Across the entries below, how many lines have the string "modes" in them? Reply with only the number.

::::

PR #2538, opened 2024-11-22
Typo in the device brand

PipoCanaja:
Fix yaml file name


make-all:
This would be disruptive for anyone who already has it installed.

PR #2542, opened 2024-11-23
Add device LED Strip WIFI (Deltaco SH-LW5M)

Ladida1:
I created a yaml for this device Deltaco SH-LW5M, gave it a generic name LED Strip WIFI, feel free to change if to generic.
Works fine to me, and wanted to share.

Many years since i did a GIT pull request, so I hope I got it right. If not let me know if I should change something.


custom_components/tuya_local/devices/deltaco_shlw5m_ledstrip.yaml
```diff
@@ -0,0 +1,43 @@
...
+    - id: 3
+      type: integer
+      name: brightness
+      optional: true
+      range:
+        min: 25
+        max: 255
+secondary_entities:
+  - entity: select
+    name: effect
```
make-all, line 20: This can be moved inside the light entity, as the effect dp.

custom_components/tuya_local/devices/deltaco_shlw5m_ledstrip.yaml
```diff
@@ -0,0 +1,43 @@
+name: LED Strip WIFI
```
make-all, line 1: WIFI is superfluous in the device name. And following HA naming convention, strip should be all lower case.

Ladida1: Ok, removed WIFI anc changed strip to lower case.

PR #2548, opened 2024-11-25
Update hydrotherm_dynamic_x8_water_heaterv6 Values to match Unit Manual

Krazy998:
Hello,

Very minor tweak to the display values of each of the operating modes. This is to match what is actually in the manual located here on Page 29: https://www.hydrothermhotwatersystems.com.au/wp-content/uploads/2024/02/HYD_DYNAMIC_USER_MANUAL_WEB.pdf

Helps make sure you select the right value and you know what it actually does.


make-all:
It is more important to be consistent with standard HA modes than with the device manufacturer's chosen names.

::::

SOLUTION BELOW :: 2